Weighing the costs of High Availability
We’re rounding out our series on high availability with a little discussion on the benefits of HA versus the inherent costs. If you’ve been keeping up with the previous articles you’ve probably gotten the impression that it’s a lot of work and easy to get wrong; you’d be correct.
That said, HA definitely has its place, so it’s worth arming yourself with the knowledge to assess when it’s appropriate.
HA systems have obvious financial costs, but there’s a lot more to it than just money. We’ll talk about these first because we think it’s important to have these in mind when you assess the benefits of going down the HA path.
The pattern you’ll notice is that almost everything boils down to complexity. Complexity is your enemy when building reliable systems, but it’s a necessary evil for HA.
Right off the bat you’ll be paying more for your hosting. The exact costs depend on the complexity of your deployment, but we generally find you’re looking at doubling or tripling your costs. In the simplest case you’ll be moving from a single server to a pair of servers. A website will probably need to make use of a load balancer, which is an extra expense.
A highly available solution also takes extra time to setup, which can be a substantial cost for a large deployment.
HA systems tend not to be as agile as their Ordinary Availability brethren. Changes need to be carefully considered, and necessarily take longer if there’s more systems to deal with.
As an example, consider a disk upgrade for a database server. On a non-HA server this can be done easily (and without downtime) if LVM is used and drives can be hot-added. A DRBD cluster will require the same steps, then a manual online extension and resync of the DRBD volume. It’s not terribly difficult, but it’s not simple enough to put into a script that can be blindly run in a matter of seconds.
HA systems are by no means maintenance-free, and many common operations need special attention when using HA. You need sysadmins available that are skilled in managing clusters safely, and this extends to out-of-hours periods as well in case something goes wrong.
Training and changes to internal processes
Anyone who regularly works on your website will have to modify their workflow to handle the HA deployment. This isn’t too onerous if you’re already using good development practices, but it requires a lot of discipline if you’re used to rolling out changes in an ad-hoc manner. Use of automation tools, such as Capistrano and Fabric, is practically mandatory to ensure smooth running.
The benefits of running a highly available environment are straightforward to describe, but actually quantifying them is another matter. This varies heavily on a case-by-case basis, so you’ll need to figure out the numbers for yourself and see where things land.
When done right, you can expect a substantial improvement in SLA terms for an HA system (though it is actually possible for an HA system to cause more downtime than it prevents, due to the added complexity).

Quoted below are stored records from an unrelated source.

PR #14, opened 2019-03-26
Import bitcoind banlist in separate service

jonasnick:
Otherwise it'll take a couple of seconds to wait for every addban RPC to time out. CC @nixbitcoin

### DIFF
--- a/README.md
+++ b/README.md
@@ -28,7 +28,7 @@ The `nix-bitcoin.nix` module provides the two profiles "minimal" and "all":
 
 * minimal
     * bitcoind (pruned) with outbound connections through Tor and inbound connections through a hidden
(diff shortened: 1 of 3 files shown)


jonasnick:
perhaps the banlist adder should be its own service

jonasnick:
Made banlist import its own service

nixbitcoin:
What benefits are there from making banlist import its own service over fixing waiting on the addban RPC to time out in the bitcoind postStart?

jonasnick:
Sorry, should have mentioned this. The benefit is that if addban is called in bitcoind postStart it takes a very long time to restart the bitcoind service because it only counts as started once the postStart script is done.

PR #15, opened 2019-03-26
node2nix cleanups

clefru:
This mostly fixes a problem with spark-wallet not having access to the qrcode-terminal package. The rest are clean-ups. Sadly spark-wallet -Q still doesn't print me my access URL.


jonasnick:
Looks good, thanks again. I had noticed the crash with `-Q`. That's not the case anymore, but do you see a QR code? I don't.

pkgs/nanopos/supplement.nix
```diff
@@ -3,681 +3,6 @@
...
-      name = "yallist";
-      packageName = "yallist";
-      version = "3.0.3";
-      src = fetchurl {
-        url = "https://registry.npmjs.org/yallist/-/yallist-3.0.3.tgz";
-        sha512 = "S+Zk8DEWE6oKpV+vI3qWkaK+jSbIK86pCwe2IF/xwIpQ8jEuxpw9NyaGjmp9+BoJv5FV2piqCDcoCtStppiq2A==";
-      };
-    };
-  };
+  sources = {};
```
jonasnick: wouldn't it be better if we remove the `--supplement` flag from generate.sh?

jonasnick:
Oh, I should've read the OP more closely ... you're saying that it doesn't print a QR code for you.

pkgs/nanopos/supplement.nix
clefru: I felt symmetry of "generate.sh" among all node2nix-packaged packages was more important than those empty files. I am happy to customize it.

clefru:
> Looks good, thanks again. I had noticed the crash with `-Q`. That's not the case anymore, but do you see a QR code? I don't.

I do think that this is the case because of this line: https://github.com/shesek/spark-wallet/blob/e1c7018c3120336be2e1f5d4c0ea94b8c3be2146/src/app.js#L74
```
    if (qrterm && !url.includes('://localhost:')) {
```
and my console prints HTTP server running on http://localhost:9737. We probably have to start it with the onion endpoint supplied to "--public-url" 
```
    --public-url <url>       override public URL used for QR codes [default: http(s)://{host}/]
```

jonasnick:
Yup, that works.

jonasnick:
Working on a fix. ACK a0b4d5b9325ddbbc3aafd9051aae50a1acb2aa9c

PR #16, opened 2019-03-27
Fix spark wallet QR code display

jonasnick:
CC @clefru @nixbitcoin

### DIFF
--- a/modules/nix-bitcoin.nix
+++ b/modules/nix-bitcoin.nix
@@ -172,12 +172,7 @@ in {
     services.nix-bitcoin-webindex.enable = cfg.modules == "all";
     services.clightning.autolisten = cfg.modules == "all";
     services.spark-wallet.enable = cfg.modules == "all";
-    services.tor.hiddenServices.spark-wallet = {
-      map = [{
-        port = 80; toPort = 9737;
-      }];
-      version = 3;
-    };
+    services.spark-wallet.onion-service = true;
     services.electrs.enable = false;
     services.electrs.high-memory = false;
     services.tor.hiddenServices.electrs = {
--- a/modules/spark-wallet.nix
+++ b/modules/spark-wallet.nix
@@ -4,6 +4,19 @@ with lib;
 
 let
   cfg = config.services.spark-wallet;
+  dataDir = "/var/lib/spark-wallet/";
+  onion-chef-service = (if cfg.onion-service then [ "onion-chef.service" ] else []);
+  run-spark-wallet = pkgs.writeScript "run-spark-wallet" ''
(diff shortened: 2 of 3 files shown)


modules/spark-wallet.nix
```diff
@@ -20,16 +22,49 @@ in {
...
+        }
+        echo $CMD > ${dataDir}/startscript.sh
+        echo Running $(cat ${dataDir}/startscript.sh)
+        chown -R 'clightning:clightning' ${dataDir}
+        chmod u+x ${dataDir}/startscript.sh
+      '';
       serviceConfig = {
-        ExecStart = "${pkgs.spark-wallet}/bin/spark-wallet --ln-path ${cfg.ln-path} -k -c /secrets/spark-wallet-login";
+        PermissionsStartOnly = "true";
+        ExecStart = "${pkgs.bash}/bin/bash ${dataDir}/startscript.sh";
```
clefru: I would use pkg.writeScript here instead of generating a script inside of preStart. Can't the work of preStart not be done inside of ExecStart as well?

jonasnick: Yes, that would be nicer. But we still need to do some work as root because the user doesn't have permissions to read `/var/lib/tor/onion/spark-wallet/hostname`.

clefru: How about just copying & chowning hostname in preStart to ${dataDir}? Seems like an equal amount of work :)

But overall ACK, doesn't seem to hard to refactor later.

nixbitcoin: > Yes, that would be nicer. But we still need to do some work as root because the user doesn't have permissions to read `/var/lib/tor/onion/spark-wallet/hostname`.

I am working on this fixing `nodeinfo` so it can be run as operator. If the hostnames are tor group readable, clightning user could be added to host.

modules/nix-bitcoin.nix
```diff
@@ -168,12 +168,7 @@ in {
     services.nix-bitcoin-webindex.enable = cfg.modules == "all";
     services.clightning.autolisten = cfg.modules == "all";
     services.spark-wallet.enable = cfg.modules == "all";
-    services.tor.hiddenServices.spark-wallet = {
-      map = [{
-        port = 80; toPort = 9737;
-      }];
-      version = 3;
-    };
+    services.spark-wallet.onion-service = true;
```
nixbitcoin: Would you consider handling all modules onion services like this from now on? Or would it make the modules less usable for other projects since those might not want to use a hidden service out of the box?

jonasnick: > Would you consider handling all modules onion services like this from now on?

Only if necessary as in this case

jonasnick:
Now based on #20 onion manager

PR #17, opened 2019-03-28
Nurify

clefru:
This is mostly about the second commit:

Make repository importable as NUR (including an overlay)

https://github.com/nix-community/NUR is a Nix community project that
aims to make out of tree derivations more easily discoverable and
accessible to Nix users. Converting the nix-bitcoin repo to conform to
that style is a minor change and enhances reusability of its
components. For instance, I could slap on the clightning module more
easily onto my existing bitcoin node without having to redeploy the
whole as nixops driven installation. Having the repo in NUR style
would make that easier.


modules/default.nix
```diff
@@ -0,0 +1,13 @@
+{
+  bitcoind = ./bitcoind.nix;
+  clightning = ./clightning.nix;
+  default = ./default.nix;
+  electrs = ./electrs.nix;
+  lightning-charge = ./lightning-charge.nix;
+  liquid = ./liquid.nix;
+  nanopos = ./nanopos.nix;
+  nix = ./nix-bitcoin.nix;
```
jonasnick: s/nix/nix-bitcoin ?

default.nix
```diff
@@ -0,0 +1,15 @@
+{ pkgs ? import <nixpkgs> {} }:
+{
+  # The `lib`, `modules`, and `overlay` names are special
+  lib = import ./lib { inherit pkgs; }; # functions
+  modules = import ./modules; # NixOS modules
+  overlays = import ./overlays; # nixpkgs overlays
```
jonasnick: The NUR template says that lib, modules and overlays are optional. Since we don't seem to use them wouldn't it be better to remove them?

modules/default.nix
clefru: Fixed

default.nix
clefru: I removed lib and overlays. I would retain "modules" given that things inside of the modules/ dir are actual NixOS modules. Also that's where I think most of the value comes from, as packaging is one thing, but correctly wiring everything up is another :)

jonasnick:
ACK

PR #19, opened 2019-03-29
Use rust stableinstead of nightly, update electrs, specify electrum-rpc-addr

nixbitcoin:
@romanz has enabled rust stable upstream. This commit transitions electrs from rust nightly to rust stable 1.31. It also updates the electrs version to 0.5.0. I also specified the electrum-rpc-addr to make the hidden service at port 50001 more reliable.


nixbitcoin:
Tested on Debian 9 Stretch

PR #20, opened 2019-03-29
Give operator access to onion hostnames through new onion-manager module

jonasnick:


modules/nix-bitcoin.nix
```diff
@@ -42,6 +42,7 @@ in {
     ./liquid.nix
     ./spark-wallet.nix
     ./electrs.nix
+    ./onion-manager.nix
```
clefru: You missed the historic opportunity to call this onion-chef, onion-dispenser, or onion-dealer! :)

jonasnick: *almost missed ;P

It’s important to know the limits of your system, and just what sort of failure you’re trying to mitigate. In most cases you’re protecting against the failure of a single server chassis. Even assuming 100% uptime from a cluster of servers, your datacentre probably only guarantees 99.982% for power feeds (a Tier-3 datacentre). These are worst-case figures though, and perfect uptime on a month-to-month basis is quite normal.
Time to recovery in the event of a failure
This is an easily overlooked benefit that’s really more important than straight uptime. A single (non-HA) server is likely to give many years of reliable service without any problems, and many issues can be avoided by using redundant components such as hotswap power supplies and hard drives, ECC memory, etc. When the server eventually fails, there will be a significant interruption to services as the chassis is replaced and configured.
This is where a highly available system really shines. In the same way that RAID gives you safety net when a drive fails, an HA cluster will keep going when a server fails. There may be a brief interruption as services are migrated to a working node, but downtime is measured in seconds or minutes, instead of hours.
By virtue of the fact that HA clusters are designed to tolerate servers going offline, it’s possible to perform most maintenance operations without downtime, unlike regular systems. This is especially convenient when it comes to hardware changes, as each server can be taken offline and upgraded or replaced at leisure.
We suspect that in many cases, the question is a financial one. It’s an unenviable position to be in if you have to justify a lengthy outage by saying that lost sales or productivity is cheaper than having a highly available environment. That’s ultimately what it boils down to though, and you’ll need to find those hard numbers for yourself. We’re always happy to advise on the technical side of things though. 🙂
This completes our series of articles on high availability, we hope you’ve found them engaging and enlightening. We wouldn’t dare to presume that we’ve addressed everything, so if you’ve got any questions feel free to let us know.